You know the paradox of tolerance certainly. In it, who do you think Popper was talking about? The people happy to openly engage and debate anybody in a fair and respectful fashion? Or the people shrieking for censorship, denouncing debate, demanding people not be heard, and then going on to start murdering people over their views?

----

"But we should claim the right to suppress them [intolerant ideologies] if necessary even by force; for it may easily turn out that they are not prepared to meet us on the level of rational argument, but begin by denouncing all argument; they may forbid their followers to listen to rational argument, because it is deceptive, and teach them to answer arguments by the use of their fists or pistols."

----

immibis•4mo ago
Why did Charlie Kirk only ever win debates against 19-year-old college students studying things other than politics? Have you actually watched any of these debates? He "wins" the debates not by being right, but by being the loudest and most prepared with his incorrectness. This doesn't prove anything except that humans are influenced by factors other than truth. When he accidentally debates someone who is on the side of truth and knows how to debate, he gets thoroughly trounced.

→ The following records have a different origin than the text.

PR #152, opened 2017-03-10
Better behavior for radios and checklist

lionel-bijaoui:
#145
Now both `radios` and `checklist` support array of string array of string or array of objects (with `name` and `value` properties) by default.
If respectively `radiosOptions` or `checklistOptions` is defined, these key can be replaced by other name, but this is no longer mandatory to use the array of object notation.
The test are updated to test that behavior.


lionel-bijaoui:
I'm working on the documentation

My previous comment was not a setup then conclusion. It was a response to two different things in the same comment.

johnnyanmac•4mo ago
Even "losing" debates doesn't matter in this age. He just makes a highlight reel of whatever makes him look good to his audience. They won't ever venture out and see the full context.

We have so much information conviniently accessible, but we underestimated human apathy once again.

somenameforme•4mo ago
Here [1] is a link to his channel. His most promoted (and highly viewed content) is just endless full length and unedited debates.

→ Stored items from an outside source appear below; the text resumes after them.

PR #156, opened 2016-08-03
Authorized Network Management for Cloud SQL

iantalarico:
Add support to manage all the authorized networks for a Cloud SQL instance.


GoogleCloudExtension/GoogleCloudExtension.DataSources/CloudSQLDataSource.cs
```diff
@@ -67,5 +63,60 @@ public Task<IList<DatabaseInstance>> GetInstanceListAsync()
...
+        /// </summary>
+        /// <returns>The Cloud SQL instance.</returns>
+        public Task<DatabaseInstance> GetInstanceAsync(string name)
+        {
+            try
+            {
+                InstancesResource.GetRequest request = Service.Instances.Get(ProjectId, name);
+                return request.ExecuteAsync();
+            }
+            catch (GoogleApiException ex)
```
ivannaranjo: You are not going to get the exception because you are not awaiting the result of `ExecuteAsync`. Change the method to be `async` and await the result, that way you will be able to catch the exception.

GoogleCloudExtension/GoogleCloudExtension.DataSources/DatabaseInstanceExtensions.cs
```diff
@@ -0,0 +1,61 @@
...
+        public const string UnknownState = "UNKNOWN_STATE";
+
+        /// <summary>
+        /// Update the authorized networks of a instance.  This completely replaces the current 
+        /// list of networks with the new list.
+        /// </summary>
+        public static void UpdateAuthorizedNetworks(DatabaseInstance instance, IList<AclEntry> acls)
+        {
+            EnsureAuthorizedNetworksInitialized(instance);
+            instance.Settings.IpConfiguration.AuthorizedNetworks = acls;
```
ivannaranjo: Shouldn't this method also do the call to the service to update the instance?

GoogleCloudExtension/GoogleCloudExtension.Utils/Polling.cs
```diff
@@ -0,0 +1,132 @@
...
+        public static readonly TimeSpan DefaultPollInterval = TimeSpan.FromSeconds(1);
+
+        /// <summary>
+        /// The default polling timeout.  This value is the total time spent in delays before a timeout 
+        /// is considerd to have occured.  This does not take into account any other time spent.
+        /// Default is 5 minutes.
+        /// </summary>
+        public static readonly TimeSpan DefaultPollTimeout = TimeSpan.FromMinutes(5);
+
+
```
ivannaranjo: Extra white line.

GoogleCloudExtension/GoogleCloudExtension.Utils/Polling.cs
```diff
@@ -0,0 +1,132 @@
...
+        /// Poll for a resource.
+        /// </summary>
+        /// <param name="task">The origional task to start from.</param>
+        /// <param name="fetch">A delegate to fetch an updated resource.</param>
+        /// <param name="stopPolling">A delegate to determine if polling should stop.</param>
+        /// <param name="config">Optional, A polling configuration or the default if unset or null.</param>
+        /// <param name="token">Optional, A cancelation token used to stop polling manually.</param>
+        /// <exception cref="TimeoutException">If the polling passes the timeout threshold.</exception>>
+        /// <returns></returns>
+        public static async Task<T> Poll(Task<T> task, Fetch fetch, StopPolling stopPolling,
```
ivannaranjo: I'm not sure what you are doing here with the polling of a task, is this for operations?

GoogleCloudExtension/GoogleCloudExtension.Utils/Polling.cs
```diff
@@ -0,0 +1,132 @@
...
+            PollingConfiguration config = null, CancellationToken? token = null)
+        {
+            // If no configuration is given use the default configuration.
+            config = config ?? new PollingConfiguration();
+
+            // Wait for the initial task to complete before polling.
+            T result = await task;
```
ivannaranjo: This can wait indefinitely, you should probably await the `task` and a task using your default timeout, otherwise this can hung.

GoogleCloudExtension/GoogleCloudExtension.Utils/Polling.cs
```diff
@@ -0,0 +1,132 @@
...
+        /// </summary>
+        /// <param name="task">The origional task to start from.</param>
+        /// <param name="fetch">A delegate to fetch an updated resource.</param>
+        /// <param name="stopPolling">A delegate to determine if polling should stop.</param>
+        /// <param name="config">Optional, A polling configuration or the default if unset or null.</param>
+        /// <param name="token">Optional, A cancelation token used to stop polling manually.</param>
+        /// <exception cref="TimeoutException">If the polling passes the timeout threshold.</exception>>
+        /// <returns></returns>
+        public static async Task<T> Poll(Task<T> task, Fetch fetch, StopPolling stopPolling,
+            PollingConfiguration config = null, CancellationToken? token = null)
```
ivannaranjo: You should use the default value for a cancellation token, not a nullable one, that is the standard practice.

GoogleCloudExtension/GoogleCloudExtension.DataSources/DatabaseInstanceExtensions.cs
iantalarico: I prefer to keep the instance manipulation and the updating separate.  The instance extensions will just handle the object manipulations and the data source will do the updates.

GoogleCloudExtension/GoogleCloudExtension.DataSources/CloudSQLDataSource.cs
iantalarico: Done

GoogleCloudExtension/GoogleCloudExtension.Utils/Polling.cs
iantalarico: Done

GoogleCloudExtension/GoogleCloudExtension.Utils/Polling.cs
iantalarico: Done

GoogleCloudExtension/GoogleCloudExtension.Utils/Polling.cs
iantalarico: Done

GoogleCloudExtension/GoogleCloudExtension.Utils/Polling.cs
iantalarico: Done

iantalarico:
Thanks Ivan, PTAL

GoogleCloudExtension/GoogleCloudExtension.DataSources/DatabaseInstanceExtensions.cs
ivannaranjo: But you could have the extension call into the data source. It is just that the method name, `UpdateAuthorizedNetworks` seem to me that they perform the update.

GoogleCloudExtension/GoogleCloudExtension.Utils/Polling.cs
```diff
@@ -0,0 +1,153 @@
...
+                    throw new TimeoutException();
+                }
+
+                // Wait and then poll.
+                await Task.Delay(config.Interval);
+                elapsed += config.Interval;
+
+                // Fetch the next resource.
+                Task<T> task = fetch.Invoke(resource);
+                if (await Task.WhenAny(task, Task.Delay(config.FetchTimeout)) == task)
```
ivannaranjo: You should cap the `Task.Delay` here by the by the remaining time out, `config.Timeout - elapsed`. Otherwise you could wait past the `config.Timeout` as you are awaiting the task for a full `config.FetchTimeout` period.

GoogleCloudExtension/GoogleCloudExtension.Utils/Polling.cs
```diff
@@ -0,0 +1,153 @@
...
+        /// <param name="item">The current resource.</param>
+        /// <returns>The updated resource.</returns>
+        public delegate Task<T> Fetch(T item);
+
+        /// <summary>
+        /// Delegate to determine if polling should stop.
+        /// </summary>
+        /// <param name="item">The current resource.</param>
+        /// <returns>True if the polling should stop.</returns>
+        public delegate bool StopPolling(T item);
```
ivannaranjo: Sorry I didn't see this before, this is just a `Predicate<T>`, I would suggest to use the built in type instead of defining your own version.

GoogleCloudExtension/GoogleCloudExtension.Utils/Polling.cs
```diff
@@ -0,0 +1,153 @@
...
+    /// </summary>
+    public class Polling<T>
+    {
+
+        /// <summary>
+        /// Delegate to fetch an updated resource.
+        /// </summary>
+        /// <param name="item">The current resource.</param>
+        /// <returns>The updated resource.</returns>
+        public delegate Task<T> Fetch(T item);
```
ivannaranjo: This could be just a a Func<T, Task<T>> actually, which means you don't need to define this delegate at all.

GoogleCloudExtension/GoogleCloudExtension/AuthorizedNetworkManagement/AuthorizedNetworksViewModel.cs
```diff
@@ -0,0 +1,168 @@
...
+        public bool HasChanges;
+
+        public AuthorizedNetworkChange(IList<AuthorizedNetworkModel> authorizedNetworks)
+        {
+            // Check if any authorized networks are new or were updated.
+            HasChanges = authorizedNetworks.Any(x => x.NewOrUpdated);
+
+            // Get a list of all of the networks that weren't deleted.
+            AuthorizedNetworks = authorizedNetworks.Where(x => !x.Deleted)
+                .Select(x => new AclEntry() { Name = x.Name, Value = x.Value }).ToList();
```
ivannaranjo: Nit, you can remove the (), just `new AclEntry{ ... }` will be clearer.

GoogleCloudExtension/GoogleCloudExtension/AuthorizedNetworkManagement/AuthorizedNetworksViewModel.cs
```diff
@@ -0,0 +1,168 @@
...
+    /// This class is the view model for the <seealso cref="AuthorizedNetworksWindow"/> dialog.
+    /// </summary>
+    internal class AuthorizedNetworksViewModel : ViewModelBase
+    {
+        private readonly AuthorizedNetworksWindow _owner;
+
+        /// <summary>
+        /// The list of authorized networks.
+        /// </summary>
+        public ObservableCollection<AuthorizedNetworkModel> Networks
```
ivannaranjo: Not sure you need this property to be mutable, as you expose the collection and then mutate the collection itself.

GoogleCloudExtension/GoogleCloudExtension/AuthorizedNetworkManagement/AuthorizedNetworksViewModel.cs
```diff
@@ -0,0 +1,168 @@
...
+
+        /// <summary>
+        /// Convert a list of <seealso cref="AclEntry"/>s to <seealso cref="AuthorizedNetworkModel"/>s.  Used
+        /// to more easily display and manipulate the entries in the UI.
+        /// </summary>
+        /// <param name="instance"></param>
+        /// <returns></returns>
+        private ObservableCollection<AuthorizedNetworkModel> GetAuthorizedNetworks(DatabaseInstance instance)
+        {
+            IList<AclEntry> acls = instance?.Settings?.IpConfiguration?.AuthorizedNetworks ?? new List<AclEntry>();
```
ivannaranjo: If you make this `IEnumerable<AclEntry>` you could just use `Enumerable.Empty<AclEntry>()` as the default value.

GoogleCloudExtension/GoogleCloudExtension/AuthorizedNetworkManagement/AuthorizedNetworksViewModel.cs
```diff
@@ -0,0 +1,168 @@
...
+        }
+
+        /// <summary>
+        /// Called when the user clicks the Save button.  This populates the results field and closes the dialog.
+        /// </summary>
+        private void OnSaveCommand()
+        {
+            Result = new AuthorizedNetworkChange(Networks);
+            _owner.Close();
+
```
ivannaranjo: Extra white space.

GoogleCloudExtension/GoogleCloudExtension/AuthorizedNetworkManagement/AuthorizedNetworksWindowContent.xaml
```diff
@@ -0,0 +1,102 @@
...
+                        <Grid.RowDefinitions>
+                            <RowDefinition Height="*" />
+                            <RowDefinition Height="*"/>
+                        </Grid.RowDefinitions>
+                        <Grid.ColumnDefinitions>
+                            <ColumnDefinition Width="*" />
+                            <ColumnDefinition Width="*" />
+                        </Grid.ColumnDefinitions>
+
+                        <TextBlock Grid.Row="0" Grid.Column="0" Margin="5px, 2px"
```
ivannaranjo: You don't need to specify the `Grid.Row` and `Grid.Column` if they are 0, that's the default value.

GoogleCloudExtension/GoogleCloudExtension/AuthorizedNetworkManagement/AuthorizedNetworksWindowContent.xaml
```diff
@@ -0,0 +1,102 @@
...
+                    <Grid Grid.Row="1">
+                        <Button Margin="5px, 2px" Width="Auto" Command="{Binding AddNetwork}"
+                                Content="{x:Static ext:Resources.AuthorizedNetworksWindowAddNetworkButton}"
+                                HorizontalAlignment="Center" VerticalAlignment="Center"/>
+                    </Grid>
+                </Grid>
+            </Border>
+
+            <Grid Grid.Row="2" Margin="3px, 5px">
+                <ScrollViewer VerticalScrollBarVisibility="Auto">
```
ivannaranjo: Why not use a ListView? You shouldn't need to have to specify the `ScrollViewer` yourself.

GoogleCloudExtension/GoogleCloudExtension/CloudExplorerSources/CloudSQL/InstanceViewModel.cs
```diff
@@ -43,32 +45,78 @@ internal class InstanceViewModel : TreeHierarchy, ICloudExplorerItemSource
...
+
+            try
             {
-                new MenuItem { Header = Resources.CloudExplorerSqlOpenAddDataConnectionMenuHeader, Command = _openAddDataConnectionDialog },
-                new MenuItem { Header = Resources.UiOpenOnCloudConsoleMenuHeader, Command = new WeakCommand(OnOpenOnCloudConsoleCommand) },
-                new MenuItem { Header = Resources.UiPropertiesMenuHeader, Command = new WeakCommand(OnPropertiesCommand) },
-            };
-            ContextMenu = new ContextMenu { ItemsSource = menuItems };
+                // Poll until the update to completes.
+                Polling<Operation>.Fetch fetch = (o) => dataSource.GetOperationAsync(o.Name);
```
ivannaranjo: Shouldn't this just be an await on the operation, or a method that takes an operation and just returns a Task, without having to specify why or how to poll? It seems that this is exposing a bit too much of the implementation details of the polling operation.

GoogleCloudExtension/GoogleCloudExtension/CloudExplorerSources/CloudSQL/InstanceViewModel.cs
```diff
@@ -82,6 +130,38 @@ private void OnPropertiesCommand()
...
+            }
+
+            ExtensionAnalytics.ReportCommand(
+                CommandName.UpdateCloudSqlAuthorizedNetworks, CommandInvocationSource.Button);
+            IList<AclEntry> updatedNetworks = networkChange.AuthorizedNetworks;
+            DatabaseInstanceExtensions.UpdateAuthorizedNetworks(Instance, updatedNetworks);
+            Task<Operation> operation = _owner.DataSource.Value.UpdateInstanceAsync(Instance);
+            string action = Resources.CloudExplorerSqlUpdatedAthorizedNetworksCaption;
+            string errorMessage = Resources.CloudExplorerSqlUpdateAthorizedNetworksErrorMessage;
+            PollOperation(operation, action, errorMessage);
```
ivannaranjo: Should await the result of the `PollOperation` method.

ivannaranjo:
Took another look, some comments.

Not sure why appveyor is failing for you, perhaps is an older appveyor.yml?

GoogleCloudExtension/GoogleCloudExtension.Utils/Polling.cs
iantalarico: Done

GoogleCloudExtension/GoogleCloudExtension.Utils/Polling.cs
iantalarico: Done.  This makes things cleaner, thanks!

GoogleCloudExtension/GoogleCloudExtension.Utils/Polling.cs
iantalarico: Done

GoogleCloudExtension/GoogleCloudExtension/AuthorizedNetworkManagement/AuthorizedNetworksViewModel.cs
iantalarico: Done

GoogleCloudExtension/GoogleCloudExtension/AuthorizedNetworkManagement/AuthorizedNetworksViewModel.cs
```diff
@@ -0,0 +1,168 @@
...
+        /// <summary>
+        /// The list of authorized networks.
+        /// </summary>
+        public ObservableCollection<AuthorizedNetworkModel> Networks
+        {
+            get { return _networks; }
+            set { SetValueAndRaise(ref _networks, value); }
+        }
+        private ObservableCollection<AuthorizedNetworkModel> _networks;
```
iantalarico: Done

GoogleCloudExtension/GoogleCloudExtension/AuthorizedNetworkManagement/AuthorizedNetworksViewModel.cs
iantalarico: Done

GoogleCloudExtension/GoogleCloudExtension/AuthorizedNetworkManagement/AuthorizedNetworksViewModel.cs
iantalarico: Done

GoogleCloudExtension/GoogleCloudExtension/AuthorizedNetworkManagement/AuthorizedNetworksViewModel.cs
iantalarico: Done

GoogleCloudExtension/GoogleCloudExtension/AuthorizedNetworkManagement/AuthorizedNetworksWindowContent.xaml
iantalarico: I prefer to keep them, especially in larger files I think it makes things more explicit.   If you feel strongly thought I can remove them

GoogleCloudExtension/GoogleCloudExtension/AuthorizedNetworkManagement/AuthorizedNetworksWindowContent.xaml
iantalarico: The listview does not seem to properly handle the scrolling.

GoogleCloudExtension/GoogleCloudExtension/CloudExplorerSources/CloudSQL/InstanceViewModel.cs
iantalarico: That would work, but the operation doesn't know how to poll.  If we did it this way it would make this very specific, this will allow me to reuse this for other operations

iantalarico:
Thanks PTAL.

I'm a few commits behind head, that may be it.

GoogleCloudExtension/GoogleCloudExtension/CloudExplorerSources/CloudSQL/InstanceViewModel.cs
iantalarico: All of the error handling is happening in the PollOperation function.  Should I move it here? 

I think this will allow me to more generally handle polling SQL operations when I implement more.

GoogleCloudExtension/GoogleCloudExtension.Utils/Polling.cs
```diff
@@ -0,0 +1,124 @@
...
+            while (true)
+            {
+                // Check if the current result is in a stopable state.
+                if (stopPolling.Invoke(resource))
+                {
+                    break;
+                }
+
+                // If a cancellation token is present and a cancelation has been requested stop polling.
+                if (token.IsCancellationRequested)
```
ivannaranjo: Actually, prefer using `token.ThrowIfCancellationRequested()` here. That way you can unwind the stack. The caller, who will use `await` to get the result, will get notified of the cancellation that way and can perform cleanup. As you have it right now there's no way to know that there was a cancellation.

GoogleCloudExtension/GoogleCloudExtension/AuthorizedNetworkManagement/AuthorizedNetworkModel.cs
```diff
@@ -0,0 +1,110 @@
...
+        /// </summary>
+        public ICommand UndoDeleteCommand { get; }
+
+        /// <summary>
+        /// True if this instance is to be deleted.
+        /// </summary>
+        public bool Deleted
+        {
+            get { return _toBeDeleted; }
+            set { SetValueAndRaise(ref _toBeDeleted, value); }
```
ivannaranjo: Should also use `RaisePropertyChanged(nameof(NotDeleted))` so the `NotDeleted` property is updated in the UI if bound.

ivannaranjo: Should probably do the same for any other property that depends on it, like `NewOrUpdated`.

GoogleCloudExtension/GoogleCloudExtension/AuthorizedNetworkManagement/AuthorizedNetworkModel.cs
```diff
@@ -0,0 +1,110 @@
...
+            Deleted = false;
+        } 
+
+        public override string ToString()
+        {
+            if (String.IsNullOrWhiteSpace(Name))
+            {
+                return Value;
+            }
+            return $"{Name} ({Value})";
```
ivannaranjo: Maybe collapse into `String.IsNullOrWhiteSpace(name) ? Value : $"{Name} ({Value})"`

GoogleCloudExtension/GoogleCloudExtension/AuthorizedNetworkManagement/AuthorizedNetworksWindowContent.xaml
ivannaranjo: It is more idiomatic actually to not specify properties with the default value. Only when you need to change said default value is when you need to do so.

GoogleCloudExtension/GoogleCloudExtension/AuthorizedNetworkManagement/AuthorizedNetworksWindowContent.xaml
ivannaranjo: Then we should be looking at why, but having your own `ScrollViewer` and `ItemsControl` is too low level for what you want. Perhaps you need to look into the scroll properties for the `ListView` to see if you can enable the behavior. If you need to dig deeper then look into customizing the template for the control. The thing is that the `ListView` will also bring more behaviors such as selection, etc...

GoogleCloudExtension/GoogleCloudExtension/CloudExplorerSources/CloudSQL/InstanceViewModel.cs
```diff
@@ -43,32 +45,77 @@ internal class InstanceViewModel : TreeHierarchy, ICloudExplorerItemSource
...
+            UpdateIcon();
+        }
+
+        /// <summary>
+        /// Poll the status of a pending operation until it is complete.
+        /// </summary>
+        /// <param name="task">The current operation to watch and poll</param>
+        /// <param name="action">A string representation of what the operation is doing for user display</param>
+        /// <param name="errorMessage">A user friendly error message to show to users if a failure occurs</param>
+        private async void PollOperation(Task<Operation> task, string action, string errorMessage)
```
ivannaranjo: Should probably return `Task` so you can await the result of the `PollOperation()` method.

GoogleCloudExtension/GoogleCloudExtension/CloudExplorerSources/CloudSQL/InstanceViewModel.cs
ivannaranjo: I think that you need to probably handle the exceptions in the caller, and show the right error message. At this point you are using the same error message for everything, which is a bit confusing.

I am still confusing a bit, I think that you should have something that converts an operation into a task that you can await, and hide all of the details in the data source if necessary. There's a bit too much logic in the callers.

GoogleCloudExtension/GoogleCloudExtension/AuthorizedNetworkManagement/AuthorizedNetworksWindowContent.xaml
iantalarico: Done

GoogleCloudExtension/GoogleCloudExtension/AuthorizedNetworkManagement/AuthorizedNetworksWindowContent.xaml
iantalarico: Done, not sure what I was doing last time.  It was a simple fix

GoogleCloudExtension/GoogleCloudExtension/CloudExplorerSources/CloudSQL/InstanceViewModel.cs
iantalarico: I refactored this a bit. Done.

GoogleCloudExtension/GoogleCloudExtension.Utils/Polling.cs
iantalarico: Done

GoogleCloudExtension/GoogleCloudExtension/AuthorizedNetworkManagement/AuthorizedNetworkModel.cs
iantalarico: Done

GoogleCloudExtension/GoogleCloudExtension/AuthorizedNetworkManagement/AuthorizedNetworkModel.cs
iantalarico: Done

GoogleCloudExtension/GoogleCloudExtension/CloudExplorerSources/CloudSQL/InstanceViewModel.cs
iantalarico: Done

iantalarico:
Fixed.  PTAL

GoogleCloudExtension/GoogleCloudExtension/AuthorizedNetworkManagement/AuthorizedNetworksViewModel.cs
ivannaranjo: The property still has a public setter, it should not have one since you are not going to change the collection itself.

GoogleCloudExtension/GoogleCloudExtension/AuthorizedNetworkManagement/AuthorizedNetworksViewModel.cs
```diff
@@ -0,0 +1,169 @@
...
+    }
+
+    /// <summary>
+    /// This class is the view model for the <seealso cref="AuthorizedNetworksWindow"/> dialog.
+    /// </summary>
+    internal class AuthorizedNetworksViewModel : ViewModelBase
+    {
+        private readonly AuthorizedNetworksWindow _owner;
+
+        private ObservableCollection<AuthorizedNetworkModel> _networks;
```
ivannaranjo: Mark `_networks` as readonly since it will never  change after initialization. In fact you could get rid of this field all together and just use:
```C#
ObservableCollection<AuthorizedNetworkModel> Networds { get; } = new ObservableCollection<AuthorizedNetworkModel>();
```

ivannaranjo:
Minor thing, otherwise it looks good. Merge once you have the green.

ivannaranjo:
And sorry for the delay.

GoogleCloudExtension/GoogleCloudExtension/AuthorizedNetworkManagement/AuthorizedNetworksViewModel.cs
iantalarico: Done

iantalarico:
Looks like I just needed to merge in q3_master.  All green now.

[1] - https://www.youtube.com/@RealCharlieKirk

johnnyanmac•4mo ago
You say most highly viewed content. I then click on "popular" and then I see 6-10 minute edited videos, and the 30+ minute ones are highlight reels.

I see thr regular videos top out at 10m. I click on shorts and they top out at 32m. His most popular non-short just misses the top 10 videos when compared with the shorts.

And then all this is on YouTube. I bet his Facebook or Instagram has much higher viewed content. So I'm not convinced.

somenameforme•4mo ago
Click on the longer videos. The overwhelming majority are literally unedited footage of him debating people. Even the shorter clips are complete and unedited. The most popular video [1] is of the girl who shows up and tries her hardest to troll and insult him. Here [2] is the in-context segment. It is literally the exact same thing, but just with her 'segment' snipped out of the series of debates.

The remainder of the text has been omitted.